**Work order:**
Wherever a line of the data contains "easy", copy that line.

───── Records provided ─────

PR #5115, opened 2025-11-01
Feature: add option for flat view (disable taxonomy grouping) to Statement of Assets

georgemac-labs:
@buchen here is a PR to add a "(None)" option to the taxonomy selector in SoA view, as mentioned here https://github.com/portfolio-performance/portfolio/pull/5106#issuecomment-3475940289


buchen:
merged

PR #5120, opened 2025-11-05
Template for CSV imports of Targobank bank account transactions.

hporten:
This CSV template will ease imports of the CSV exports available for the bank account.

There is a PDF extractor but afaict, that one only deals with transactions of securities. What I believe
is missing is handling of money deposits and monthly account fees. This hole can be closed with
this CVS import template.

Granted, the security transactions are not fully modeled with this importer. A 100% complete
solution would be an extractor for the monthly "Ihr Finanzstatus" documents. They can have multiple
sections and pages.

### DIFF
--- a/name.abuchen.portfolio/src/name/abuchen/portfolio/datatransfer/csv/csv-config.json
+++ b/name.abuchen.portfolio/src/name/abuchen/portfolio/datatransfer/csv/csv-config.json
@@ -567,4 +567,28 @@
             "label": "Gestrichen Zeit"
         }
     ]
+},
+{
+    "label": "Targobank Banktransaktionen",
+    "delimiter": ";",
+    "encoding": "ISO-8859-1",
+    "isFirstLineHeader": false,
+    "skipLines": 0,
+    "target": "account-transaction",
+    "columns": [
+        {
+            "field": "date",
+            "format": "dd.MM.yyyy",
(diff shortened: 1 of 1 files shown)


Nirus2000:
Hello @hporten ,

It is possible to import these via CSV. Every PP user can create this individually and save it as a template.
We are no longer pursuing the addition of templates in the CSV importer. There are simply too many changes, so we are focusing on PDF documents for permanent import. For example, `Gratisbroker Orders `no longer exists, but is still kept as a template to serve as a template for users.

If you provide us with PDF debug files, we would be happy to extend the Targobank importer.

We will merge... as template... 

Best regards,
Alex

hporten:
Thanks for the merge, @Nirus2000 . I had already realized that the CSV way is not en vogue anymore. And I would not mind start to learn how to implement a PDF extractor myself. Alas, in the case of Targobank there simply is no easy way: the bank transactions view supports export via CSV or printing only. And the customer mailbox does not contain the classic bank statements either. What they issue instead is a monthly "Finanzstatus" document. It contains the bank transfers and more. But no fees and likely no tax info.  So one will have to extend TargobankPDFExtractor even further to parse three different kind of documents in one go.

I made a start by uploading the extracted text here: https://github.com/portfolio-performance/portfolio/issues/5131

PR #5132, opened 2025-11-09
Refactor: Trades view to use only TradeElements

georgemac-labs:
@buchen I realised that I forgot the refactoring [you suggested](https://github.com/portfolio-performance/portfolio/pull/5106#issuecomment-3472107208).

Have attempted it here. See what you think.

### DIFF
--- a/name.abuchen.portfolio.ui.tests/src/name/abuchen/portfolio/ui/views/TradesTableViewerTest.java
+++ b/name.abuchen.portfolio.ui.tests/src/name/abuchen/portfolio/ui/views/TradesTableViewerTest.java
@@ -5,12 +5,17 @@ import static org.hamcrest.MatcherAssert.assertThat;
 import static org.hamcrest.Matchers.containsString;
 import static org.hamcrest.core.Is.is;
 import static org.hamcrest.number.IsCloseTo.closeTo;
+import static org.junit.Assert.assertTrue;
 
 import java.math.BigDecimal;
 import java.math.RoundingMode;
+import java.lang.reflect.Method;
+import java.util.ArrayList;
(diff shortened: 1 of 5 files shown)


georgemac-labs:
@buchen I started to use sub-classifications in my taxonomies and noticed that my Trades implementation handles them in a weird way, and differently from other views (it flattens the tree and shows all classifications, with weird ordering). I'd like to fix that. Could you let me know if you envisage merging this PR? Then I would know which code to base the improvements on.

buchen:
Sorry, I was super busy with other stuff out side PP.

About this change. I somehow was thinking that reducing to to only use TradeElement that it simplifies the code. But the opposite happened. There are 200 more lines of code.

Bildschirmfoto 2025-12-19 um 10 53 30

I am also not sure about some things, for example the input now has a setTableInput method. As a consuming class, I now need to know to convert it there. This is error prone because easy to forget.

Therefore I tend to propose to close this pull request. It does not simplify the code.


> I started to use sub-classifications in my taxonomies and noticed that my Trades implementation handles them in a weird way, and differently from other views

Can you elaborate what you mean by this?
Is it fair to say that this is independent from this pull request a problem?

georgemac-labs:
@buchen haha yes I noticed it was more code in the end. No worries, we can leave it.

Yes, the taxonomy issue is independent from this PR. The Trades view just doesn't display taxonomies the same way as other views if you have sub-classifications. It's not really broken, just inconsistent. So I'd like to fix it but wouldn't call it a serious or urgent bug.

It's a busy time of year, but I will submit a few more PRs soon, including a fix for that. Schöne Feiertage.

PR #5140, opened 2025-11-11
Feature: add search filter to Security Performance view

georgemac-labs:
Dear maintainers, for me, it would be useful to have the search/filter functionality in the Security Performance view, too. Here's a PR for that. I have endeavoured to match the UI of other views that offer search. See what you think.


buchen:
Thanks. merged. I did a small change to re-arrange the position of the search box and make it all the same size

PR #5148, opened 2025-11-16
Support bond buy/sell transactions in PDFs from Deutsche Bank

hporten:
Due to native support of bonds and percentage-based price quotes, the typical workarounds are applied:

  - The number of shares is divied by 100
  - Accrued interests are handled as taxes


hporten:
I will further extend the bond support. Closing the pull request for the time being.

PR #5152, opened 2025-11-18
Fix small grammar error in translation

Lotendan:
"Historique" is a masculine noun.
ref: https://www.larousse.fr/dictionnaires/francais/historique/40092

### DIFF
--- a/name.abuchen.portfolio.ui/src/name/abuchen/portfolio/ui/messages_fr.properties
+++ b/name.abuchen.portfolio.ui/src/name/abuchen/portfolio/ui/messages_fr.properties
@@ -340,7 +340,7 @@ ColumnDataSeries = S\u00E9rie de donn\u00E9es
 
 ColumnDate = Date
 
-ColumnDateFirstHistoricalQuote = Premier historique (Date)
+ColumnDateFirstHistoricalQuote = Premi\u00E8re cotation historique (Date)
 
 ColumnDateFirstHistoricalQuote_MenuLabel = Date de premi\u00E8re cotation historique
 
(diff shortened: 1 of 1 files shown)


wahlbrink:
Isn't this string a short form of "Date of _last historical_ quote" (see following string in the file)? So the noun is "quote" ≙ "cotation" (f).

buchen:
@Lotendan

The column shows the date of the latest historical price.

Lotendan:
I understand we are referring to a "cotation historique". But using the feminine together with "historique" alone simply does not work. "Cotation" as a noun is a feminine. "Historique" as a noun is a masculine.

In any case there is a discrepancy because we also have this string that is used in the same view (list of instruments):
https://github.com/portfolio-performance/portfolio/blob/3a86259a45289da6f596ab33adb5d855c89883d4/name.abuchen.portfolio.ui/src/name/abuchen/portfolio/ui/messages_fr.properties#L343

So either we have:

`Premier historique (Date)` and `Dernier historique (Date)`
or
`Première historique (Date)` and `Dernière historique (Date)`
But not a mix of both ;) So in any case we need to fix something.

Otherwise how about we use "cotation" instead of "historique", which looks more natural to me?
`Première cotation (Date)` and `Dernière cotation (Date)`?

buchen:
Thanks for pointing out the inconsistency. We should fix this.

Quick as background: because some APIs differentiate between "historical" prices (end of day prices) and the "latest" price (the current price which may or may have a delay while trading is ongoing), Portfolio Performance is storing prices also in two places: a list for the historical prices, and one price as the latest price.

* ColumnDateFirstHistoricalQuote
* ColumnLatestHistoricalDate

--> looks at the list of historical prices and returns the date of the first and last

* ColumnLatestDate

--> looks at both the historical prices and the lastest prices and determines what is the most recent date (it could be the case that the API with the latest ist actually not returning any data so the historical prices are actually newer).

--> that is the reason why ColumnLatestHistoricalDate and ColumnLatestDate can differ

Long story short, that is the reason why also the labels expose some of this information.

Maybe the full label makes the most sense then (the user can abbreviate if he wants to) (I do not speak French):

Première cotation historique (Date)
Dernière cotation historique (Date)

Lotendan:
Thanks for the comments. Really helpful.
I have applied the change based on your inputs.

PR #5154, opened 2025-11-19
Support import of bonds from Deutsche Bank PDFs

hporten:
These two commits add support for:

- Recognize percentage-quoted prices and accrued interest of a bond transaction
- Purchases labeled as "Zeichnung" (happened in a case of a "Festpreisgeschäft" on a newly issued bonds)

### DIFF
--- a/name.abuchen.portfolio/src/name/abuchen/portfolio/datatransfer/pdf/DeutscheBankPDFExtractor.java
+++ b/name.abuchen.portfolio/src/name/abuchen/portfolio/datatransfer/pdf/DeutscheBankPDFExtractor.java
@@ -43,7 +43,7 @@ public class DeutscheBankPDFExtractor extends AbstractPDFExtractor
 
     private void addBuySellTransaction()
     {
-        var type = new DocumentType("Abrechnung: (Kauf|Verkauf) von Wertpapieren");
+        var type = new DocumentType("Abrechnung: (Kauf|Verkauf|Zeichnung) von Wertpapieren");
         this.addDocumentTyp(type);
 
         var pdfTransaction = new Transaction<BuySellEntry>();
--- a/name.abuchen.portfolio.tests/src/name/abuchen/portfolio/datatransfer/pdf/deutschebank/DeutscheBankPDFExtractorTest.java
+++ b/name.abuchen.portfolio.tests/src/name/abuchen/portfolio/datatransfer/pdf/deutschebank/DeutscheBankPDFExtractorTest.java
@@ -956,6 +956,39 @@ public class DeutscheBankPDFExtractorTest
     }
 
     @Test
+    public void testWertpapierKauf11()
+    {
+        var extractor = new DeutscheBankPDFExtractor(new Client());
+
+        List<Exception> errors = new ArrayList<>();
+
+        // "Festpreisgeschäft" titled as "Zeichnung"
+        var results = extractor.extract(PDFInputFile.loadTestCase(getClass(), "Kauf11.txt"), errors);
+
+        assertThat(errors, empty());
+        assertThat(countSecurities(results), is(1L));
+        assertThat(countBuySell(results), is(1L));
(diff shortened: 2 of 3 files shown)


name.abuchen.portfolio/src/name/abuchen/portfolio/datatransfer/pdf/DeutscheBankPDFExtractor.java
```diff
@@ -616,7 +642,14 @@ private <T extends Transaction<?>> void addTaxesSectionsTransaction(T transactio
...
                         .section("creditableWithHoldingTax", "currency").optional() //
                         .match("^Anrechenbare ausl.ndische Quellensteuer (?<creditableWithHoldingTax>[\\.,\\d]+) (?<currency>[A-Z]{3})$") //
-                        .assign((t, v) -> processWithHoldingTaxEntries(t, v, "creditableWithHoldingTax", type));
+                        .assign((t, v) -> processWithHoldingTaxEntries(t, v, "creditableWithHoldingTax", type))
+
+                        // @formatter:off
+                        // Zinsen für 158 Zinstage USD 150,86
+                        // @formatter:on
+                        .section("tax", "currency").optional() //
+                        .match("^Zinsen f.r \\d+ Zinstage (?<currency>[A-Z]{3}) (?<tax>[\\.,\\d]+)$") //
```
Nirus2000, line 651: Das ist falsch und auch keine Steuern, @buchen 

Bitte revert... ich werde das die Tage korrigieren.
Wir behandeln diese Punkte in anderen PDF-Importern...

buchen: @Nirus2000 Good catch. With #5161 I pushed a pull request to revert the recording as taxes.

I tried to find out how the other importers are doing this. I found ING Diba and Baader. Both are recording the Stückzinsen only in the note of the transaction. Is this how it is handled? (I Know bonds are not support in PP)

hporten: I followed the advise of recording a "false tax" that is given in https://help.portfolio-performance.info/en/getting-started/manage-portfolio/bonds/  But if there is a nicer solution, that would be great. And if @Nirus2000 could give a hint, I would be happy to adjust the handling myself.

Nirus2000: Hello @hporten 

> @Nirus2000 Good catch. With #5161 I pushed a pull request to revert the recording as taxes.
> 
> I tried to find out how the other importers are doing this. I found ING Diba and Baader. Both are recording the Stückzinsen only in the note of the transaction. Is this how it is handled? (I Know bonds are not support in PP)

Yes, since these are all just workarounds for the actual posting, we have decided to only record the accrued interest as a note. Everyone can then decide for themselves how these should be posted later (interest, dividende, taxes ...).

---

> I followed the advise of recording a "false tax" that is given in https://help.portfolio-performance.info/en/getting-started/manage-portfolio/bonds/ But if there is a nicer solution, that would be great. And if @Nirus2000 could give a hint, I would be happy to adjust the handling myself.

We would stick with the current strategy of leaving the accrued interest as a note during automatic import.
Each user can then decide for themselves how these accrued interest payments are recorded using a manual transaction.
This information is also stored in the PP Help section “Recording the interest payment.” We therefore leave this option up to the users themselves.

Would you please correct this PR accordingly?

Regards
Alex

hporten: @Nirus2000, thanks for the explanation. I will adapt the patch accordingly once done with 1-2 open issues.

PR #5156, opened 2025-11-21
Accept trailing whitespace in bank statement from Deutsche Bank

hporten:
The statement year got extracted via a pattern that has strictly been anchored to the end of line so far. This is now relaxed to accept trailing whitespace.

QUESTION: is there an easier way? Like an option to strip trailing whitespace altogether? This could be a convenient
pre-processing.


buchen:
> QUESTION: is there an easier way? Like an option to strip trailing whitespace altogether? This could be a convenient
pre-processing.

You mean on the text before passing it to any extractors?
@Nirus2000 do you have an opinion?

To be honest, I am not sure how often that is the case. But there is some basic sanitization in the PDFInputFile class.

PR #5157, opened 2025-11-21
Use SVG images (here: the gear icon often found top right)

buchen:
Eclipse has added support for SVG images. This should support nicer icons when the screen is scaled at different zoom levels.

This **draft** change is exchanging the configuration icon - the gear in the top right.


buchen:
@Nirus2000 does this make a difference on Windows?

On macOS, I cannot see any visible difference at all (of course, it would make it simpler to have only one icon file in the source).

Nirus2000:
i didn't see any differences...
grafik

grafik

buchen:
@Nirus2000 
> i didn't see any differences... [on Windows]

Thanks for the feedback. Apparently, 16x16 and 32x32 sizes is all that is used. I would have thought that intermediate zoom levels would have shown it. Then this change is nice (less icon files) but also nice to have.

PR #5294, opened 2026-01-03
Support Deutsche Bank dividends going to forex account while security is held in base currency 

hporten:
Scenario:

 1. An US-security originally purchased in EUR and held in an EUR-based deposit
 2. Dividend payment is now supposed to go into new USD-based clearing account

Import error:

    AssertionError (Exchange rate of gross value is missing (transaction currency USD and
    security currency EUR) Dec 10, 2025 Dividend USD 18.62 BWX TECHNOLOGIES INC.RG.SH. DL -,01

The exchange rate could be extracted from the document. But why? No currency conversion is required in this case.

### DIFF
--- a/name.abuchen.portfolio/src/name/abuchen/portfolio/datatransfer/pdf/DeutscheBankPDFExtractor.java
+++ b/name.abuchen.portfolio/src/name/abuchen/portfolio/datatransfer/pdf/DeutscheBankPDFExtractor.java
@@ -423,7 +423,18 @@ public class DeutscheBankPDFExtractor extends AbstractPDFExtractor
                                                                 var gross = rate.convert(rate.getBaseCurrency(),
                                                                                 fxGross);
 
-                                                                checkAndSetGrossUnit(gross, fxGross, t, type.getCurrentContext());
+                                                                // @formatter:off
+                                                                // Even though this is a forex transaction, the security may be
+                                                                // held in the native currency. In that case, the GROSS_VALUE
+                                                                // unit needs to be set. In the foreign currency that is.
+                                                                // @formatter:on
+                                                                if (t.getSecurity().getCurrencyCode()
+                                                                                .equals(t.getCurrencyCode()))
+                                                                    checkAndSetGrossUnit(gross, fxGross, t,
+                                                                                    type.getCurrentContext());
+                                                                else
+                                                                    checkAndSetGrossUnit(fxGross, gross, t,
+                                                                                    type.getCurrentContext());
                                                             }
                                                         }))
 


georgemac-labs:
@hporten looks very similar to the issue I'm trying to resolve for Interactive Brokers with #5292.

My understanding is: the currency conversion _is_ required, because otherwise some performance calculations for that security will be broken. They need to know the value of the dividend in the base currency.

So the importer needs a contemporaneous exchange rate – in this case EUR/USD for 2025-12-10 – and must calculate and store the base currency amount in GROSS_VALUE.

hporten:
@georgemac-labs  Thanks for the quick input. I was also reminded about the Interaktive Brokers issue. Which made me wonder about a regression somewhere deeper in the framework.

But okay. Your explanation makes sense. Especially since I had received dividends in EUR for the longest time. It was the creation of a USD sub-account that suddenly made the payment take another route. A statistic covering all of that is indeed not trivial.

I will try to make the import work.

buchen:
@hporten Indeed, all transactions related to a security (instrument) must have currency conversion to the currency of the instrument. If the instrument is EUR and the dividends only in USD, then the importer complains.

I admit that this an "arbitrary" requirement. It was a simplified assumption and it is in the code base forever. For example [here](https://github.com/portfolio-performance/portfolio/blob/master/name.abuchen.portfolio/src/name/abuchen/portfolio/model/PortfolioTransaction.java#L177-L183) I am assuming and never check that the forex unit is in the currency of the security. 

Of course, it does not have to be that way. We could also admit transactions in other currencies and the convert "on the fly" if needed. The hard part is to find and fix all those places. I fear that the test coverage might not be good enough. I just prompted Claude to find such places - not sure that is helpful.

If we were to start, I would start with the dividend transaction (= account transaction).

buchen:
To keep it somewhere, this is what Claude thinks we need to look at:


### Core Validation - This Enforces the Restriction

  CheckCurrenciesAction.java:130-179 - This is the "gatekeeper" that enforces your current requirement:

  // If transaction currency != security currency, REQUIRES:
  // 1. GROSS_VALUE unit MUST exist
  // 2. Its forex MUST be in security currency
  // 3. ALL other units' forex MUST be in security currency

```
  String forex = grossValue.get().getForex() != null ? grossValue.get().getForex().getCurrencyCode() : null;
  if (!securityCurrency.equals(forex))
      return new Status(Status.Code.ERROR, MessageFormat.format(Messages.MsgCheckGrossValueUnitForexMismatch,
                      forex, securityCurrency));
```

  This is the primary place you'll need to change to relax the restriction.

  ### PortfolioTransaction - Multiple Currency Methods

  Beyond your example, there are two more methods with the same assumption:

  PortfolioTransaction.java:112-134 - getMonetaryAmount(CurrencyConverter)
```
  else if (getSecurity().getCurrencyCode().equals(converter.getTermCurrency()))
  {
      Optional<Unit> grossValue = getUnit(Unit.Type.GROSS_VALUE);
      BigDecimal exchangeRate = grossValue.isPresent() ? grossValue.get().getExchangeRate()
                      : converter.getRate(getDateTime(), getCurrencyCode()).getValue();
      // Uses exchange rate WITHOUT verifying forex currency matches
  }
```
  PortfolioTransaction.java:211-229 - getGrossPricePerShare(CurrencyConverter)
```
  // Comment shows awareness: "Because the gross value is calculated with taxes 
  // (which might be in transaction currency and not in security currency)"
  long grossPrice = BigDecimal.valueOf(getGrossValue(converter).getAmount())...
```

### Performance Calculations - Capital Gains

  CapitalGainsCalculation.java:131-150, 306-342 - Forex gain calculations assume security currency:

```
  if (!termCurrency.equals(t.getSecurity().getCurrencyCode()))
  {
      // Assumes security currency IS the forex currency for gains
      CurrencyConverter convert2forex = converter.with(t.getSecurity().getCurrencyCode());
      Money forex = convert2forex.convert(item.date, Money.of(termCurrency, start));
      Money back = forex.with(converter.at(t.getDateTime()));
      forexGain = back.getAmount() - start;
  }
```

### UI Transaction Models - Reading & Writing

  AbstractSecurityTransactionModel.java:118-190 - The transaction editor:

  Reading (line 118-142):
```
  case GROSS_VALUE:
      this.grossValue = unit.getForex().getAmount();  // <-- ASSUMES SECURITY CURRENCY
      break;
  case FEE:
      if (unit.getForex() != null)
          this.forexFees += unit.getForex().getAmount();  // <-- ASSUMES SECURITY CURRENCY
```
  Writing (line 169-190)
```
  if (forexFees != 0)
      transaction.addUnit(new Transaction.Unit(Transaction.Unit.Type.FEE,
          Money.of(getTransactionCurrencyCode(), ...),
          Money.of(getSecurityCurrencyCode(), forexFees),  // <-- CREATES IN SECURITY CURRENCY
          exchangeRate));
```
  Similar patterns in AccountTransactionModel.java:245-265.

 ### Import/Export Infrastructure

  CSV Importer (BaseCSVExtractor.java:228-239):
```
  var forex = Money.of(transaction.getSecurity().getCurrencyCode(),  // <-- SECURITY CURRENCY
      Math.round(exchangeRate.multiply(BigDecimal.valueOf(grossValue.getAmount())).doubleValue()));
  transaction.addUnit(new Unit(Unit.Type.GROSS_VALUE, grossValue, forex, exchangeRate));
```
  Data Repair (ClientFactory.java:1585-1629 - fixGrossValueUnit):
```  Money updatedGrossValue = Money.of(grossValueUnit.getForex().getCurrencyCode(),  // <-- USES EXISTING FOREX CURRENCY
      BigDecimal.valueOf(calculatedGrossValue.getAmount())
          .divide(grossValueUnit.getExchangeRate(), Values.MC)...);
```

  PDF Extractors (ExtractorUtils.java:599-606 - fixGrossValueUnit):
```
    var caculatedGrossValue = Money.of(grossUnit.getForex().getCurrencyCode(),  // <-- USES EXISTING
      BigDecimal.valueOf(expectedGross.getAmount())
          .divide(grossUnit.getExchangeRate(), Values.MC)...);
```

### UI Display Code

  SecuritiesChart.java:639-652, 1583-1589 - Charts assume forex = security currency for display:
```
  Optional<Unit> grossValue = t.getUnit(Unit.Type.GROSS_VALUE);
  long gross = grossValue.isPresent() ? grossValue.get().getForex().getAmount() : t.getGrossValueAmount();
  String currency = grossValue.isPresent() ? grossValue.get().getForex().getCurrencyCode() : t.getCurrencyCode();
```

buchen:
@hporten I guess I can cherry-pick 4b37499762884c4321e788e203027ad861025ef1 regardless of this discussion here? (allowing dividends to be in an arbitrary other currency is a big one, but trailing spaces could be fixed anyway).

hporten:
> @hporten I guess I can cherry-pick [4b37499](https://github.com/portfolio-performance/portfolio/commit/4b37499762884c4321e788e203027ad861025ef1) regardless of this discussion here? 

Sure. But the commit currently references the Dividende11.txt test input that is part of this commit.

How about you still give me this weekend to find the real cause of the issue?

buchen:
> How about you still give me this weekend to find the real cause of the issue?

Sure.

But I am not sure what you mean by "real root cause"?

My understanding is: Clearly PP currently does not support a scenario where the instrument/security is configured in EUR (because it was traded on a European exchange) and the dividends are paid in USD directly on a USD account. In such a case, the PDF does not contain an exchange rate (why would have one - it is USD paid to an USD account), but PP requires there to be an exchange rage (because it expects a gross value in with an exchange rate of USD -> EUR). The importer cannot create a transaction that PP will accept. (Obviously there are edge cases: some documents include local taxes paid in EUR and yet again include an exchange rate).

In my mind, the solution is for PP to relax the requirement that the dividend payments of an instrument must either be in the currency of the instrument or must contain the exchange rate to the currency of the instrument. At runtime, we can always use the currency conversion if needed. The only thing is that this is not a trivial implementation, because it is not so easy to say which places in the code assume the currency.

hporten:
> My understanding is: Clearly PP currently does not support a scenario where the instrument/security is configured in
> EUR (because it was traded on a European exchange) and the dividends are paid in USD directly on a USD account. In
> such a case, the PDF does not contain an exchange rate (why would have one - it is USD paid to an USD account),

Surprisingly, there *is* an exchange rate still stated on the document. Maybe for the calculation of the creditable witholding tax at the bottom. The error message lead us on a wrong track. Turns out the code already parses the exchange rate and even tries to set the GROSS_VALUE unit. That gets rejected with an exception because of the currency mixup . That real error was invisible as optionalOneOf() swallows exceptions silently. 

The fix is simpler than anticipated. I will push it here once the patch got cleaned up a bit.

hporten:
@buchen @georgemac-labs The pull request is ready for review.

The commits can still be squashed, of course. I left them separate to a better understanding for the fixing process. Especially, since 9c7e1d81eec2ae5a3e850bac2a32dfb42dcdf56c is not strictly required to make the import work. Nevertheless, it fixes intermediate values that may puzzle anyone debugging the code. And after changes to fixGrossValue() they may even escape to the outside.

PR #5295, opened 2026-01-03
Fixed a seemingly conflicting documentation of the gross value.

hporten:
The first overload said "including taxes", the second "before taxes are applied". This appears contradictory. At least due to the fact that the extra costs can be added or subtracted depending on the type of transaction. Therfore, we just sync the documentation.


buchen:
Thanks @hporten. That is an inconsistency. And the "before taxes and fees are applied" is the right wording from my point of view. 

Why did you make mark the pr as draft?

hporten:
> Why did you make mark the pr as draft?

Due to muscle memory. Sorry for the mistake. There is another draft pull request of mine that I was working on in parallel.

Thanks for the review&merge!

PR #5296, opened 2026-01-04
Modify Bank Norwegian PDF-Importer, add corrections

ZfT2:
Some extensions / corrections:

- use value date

─────

**Result below:**
Thanks for the merge, @Nirus2000 . I had already realized that the CSV way is not en vogue anymore. And I would not mind start to learn how to implement a PDF extractor myself. Alas, in the case of Targobank there simply is no easy way: the bank transactions view supports export via CSV or printing only. And the customer mailbox does not contain the classic bank statements either. What they issue instead is a monthly "Finanzstatus" document. It contains the bank transfers and more. But no fees and likely no tax info.  So one will have to extend TargobankPDFExtractor even further to parse three different kind of documents in one go.
I am also not sure about some things, for example the input now has a setTableInput method. As a consuming class, I now need to know to convert it there. This is error prone because easy to forget.
In my mind, the solution is for PP to relax the requirement that the dividend payments of an instrument must either be in the currency of the instrument or must contain the exchange rate to the currency of the instrument. At runtime, we can always use the currency conversion if needed. The only thing is that this is not a trivial implementation, because it is not so easy to say which places in the code assume the currency.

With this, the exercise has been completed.